PROBLEM TO WORK ON
Line by line, retype the data exactly as it is given.

Top of DATA RECORDS

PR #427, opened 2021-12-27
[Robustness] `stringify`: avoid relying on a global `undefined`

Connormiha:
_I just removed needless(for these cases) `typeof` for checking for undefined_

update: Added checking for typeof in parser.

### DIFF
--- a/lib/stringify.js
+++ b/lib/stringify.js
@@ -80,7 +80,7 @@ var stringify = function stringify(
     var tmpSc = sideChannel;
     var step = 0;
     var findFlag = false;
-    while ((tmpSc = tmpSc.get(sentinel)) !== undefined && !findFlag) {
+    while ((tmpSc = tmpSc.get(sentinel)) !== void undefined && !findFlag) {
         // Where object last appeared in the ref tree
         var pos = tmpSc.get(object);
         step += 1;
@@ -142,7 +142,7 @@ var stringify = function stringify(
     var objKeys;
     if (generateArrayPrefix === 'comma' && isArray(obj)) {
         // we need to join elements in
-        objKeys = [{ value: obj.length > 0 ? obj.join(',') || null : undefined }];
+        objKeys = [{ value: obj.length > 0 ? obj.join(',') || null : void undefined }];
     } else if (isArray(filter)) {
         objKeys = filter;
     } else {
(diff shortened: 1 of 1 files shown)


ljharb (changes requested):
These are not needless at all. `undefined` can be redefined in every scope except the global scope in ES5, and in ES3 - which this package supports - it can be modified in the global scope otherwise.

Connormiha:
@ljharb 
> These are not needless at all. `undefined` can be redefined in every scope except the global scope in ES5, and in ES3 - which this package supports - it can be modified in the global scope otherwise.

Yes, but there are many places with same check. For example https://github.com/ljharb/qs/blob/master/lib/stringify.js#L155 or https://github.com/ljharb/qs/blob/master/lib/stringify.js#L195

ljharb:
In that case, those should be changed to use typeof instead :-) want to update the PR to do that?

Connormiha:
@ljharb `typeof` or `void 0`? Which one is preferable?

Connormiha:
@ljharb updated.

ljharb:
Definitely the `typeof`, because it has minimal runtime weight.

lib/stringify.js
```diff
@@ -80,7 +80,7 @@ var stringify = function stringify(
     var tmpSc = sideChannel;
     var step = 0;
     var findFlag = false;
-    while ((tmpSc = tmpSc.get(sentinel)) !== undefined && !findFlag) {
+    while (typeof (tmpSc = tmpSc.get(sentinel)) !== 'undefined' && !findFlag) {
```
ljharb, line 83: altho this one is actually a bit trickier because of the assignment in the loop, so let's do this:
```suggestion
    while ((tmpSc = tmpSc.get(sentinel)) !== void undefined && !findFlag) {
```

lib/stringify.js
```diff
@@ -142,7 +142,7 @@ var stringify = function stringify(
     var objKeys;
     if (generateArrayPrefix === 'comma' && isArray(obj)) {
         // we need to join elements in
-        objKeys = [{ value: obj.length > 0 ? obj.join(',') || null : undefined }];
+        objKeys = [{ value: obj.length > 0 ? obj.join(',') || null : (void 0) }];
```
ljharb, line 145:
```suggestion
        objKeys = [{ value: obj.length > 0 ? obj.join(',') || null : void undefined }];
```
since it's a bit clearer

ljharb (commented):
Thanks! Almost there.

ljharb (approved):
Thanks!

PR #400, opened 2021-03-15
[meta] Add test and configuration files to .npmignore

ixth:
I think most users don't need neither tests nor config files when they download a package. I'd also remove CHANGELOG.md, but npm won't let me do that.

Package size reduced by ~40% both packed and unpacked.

Bottom of DATA RECORDS

WRITTEN SOLUTION
PR #427, opened 2021-12-27
[Robustness] `stringify`: avoid relying on a global `undefined`

Connormiha:
_I just removed needless(for these cases) `typeof` for checking for undefined_

update: Added checking for typeof in parser.

### DIFF
--- a/lib/stringify.js
+++ b/lib/stringify.js
@@ -80,7 +80,7 @@ var stringify = function stringify(
     var tmpSc = sideChannel;
     var step = 0;
     var findFlag = false;
-    while ((tmpSc = tmpSc.get(sentinel)) !== undefined && !findFlag) {
+    while ((tmpSc = tmpSc.get(sentinel)) !== void undefined && !findFlag) {
         // Where object last appeared in the ref tree
         var pos = tmpSc.get(object);
         step += 1;
@@ -142,7 +142,7 @@ var stringify = function stringify(
     var objKeys;
     if (generateArrayPrefix === 'comma' && isArray(obj)) {
         // we need to join elements in
-        objKeys = [{ value: obj.length > 0 ? obj.join(',') || null : undefined }];
+        objKeys = [{ value: obj.length > 0 ? obj.join(',') || null : void undefined }];
     } else if (isArray(filter)) {
         objKeys = filter;
     } else {
(diff shortened: 1 of 1 files shown)


ljharb (changes requested):
These are not needless at all. `undefined` can be redefined in every scope except the global scope in ES5, and in ES3 - which this package supports - it can be modified in the global scope otherwise.

Connormiha:
@ljharb 
> These are not needless at all. `undefined` can be redefined in every scope except the global scope in ES5, and in ES3 - which this package supports - it can be modified in the global scope otherwise.

Yes, but there are many places with same check. For example https://github.com/ljharb/qs/blob/master/lib/stringify.js#L155 or https://github.com/ljharb/qs/blob/master/lib/stringify.js#L195

ljharb:
In that case, those should be changed to use typeof instead :-) want to update the PR to do that?

Connormiha:
@ljharb `typeof` or `void 0`? Which one is preferable?

Connormiha:
@ljharb updated.

ljharb:
Definitely the `typeof`, because it has minimal runtime weight.

lib/stringify.js
```diff
@@ -80,7 +80,7 @@ var stringify = function stringify(
     var tmpSc = sideChannel;
     var step = 0;
     var findFlag = false;
-    while ((tmpSc = tmpSc.get(sentinel)) !== undefined && !findFlag) {
+    while (typeof (tmpSc = tmpSc.get(sentinel)) !== 'undefined' && !findFlag) {
```
ljharb, line 83: altho this one is actually a bit trickier because of the assignment in the loop, so let's do this:
```suggestion
    while ((tmpSc = tmpSc.get(sentinel)) !== void undefined && !findFlag) {
```

lib/stringify.js
```diff
@@ -142,7 +142,7 @@ var stringify = function stringify(
     var objKeys;
     if (generateArrayPrefix === 'comma' && isArray(obj)) {
         // we need to join elements in
-        objKeys = [{ value: obj.length > 0 ? obj.join(',') || null : undefined }];
+        objKeys = [{ value: obj.length > 0 ? obj.join(',') || null : (void 0) }];
```
ljharb, line 145:
```suggestion
        objKeys = [{ value: obj.length > 0 ? obj.join(',') || null : void undefined }];
```
since it's a bit clearer

ljharb (commented):
Thanks! Almost there.

ljharb (approved):
Thanks!

PR #400, opened 2021-03-15
[meta] Add test and configuration files to .npmignore

ixth:
I think most users don't need neither tests nor config files when they download a package. I'd also remove CHANGELOG.md, but npm won't let me do that.

Package size reduced by ~40% both packed and unpacked.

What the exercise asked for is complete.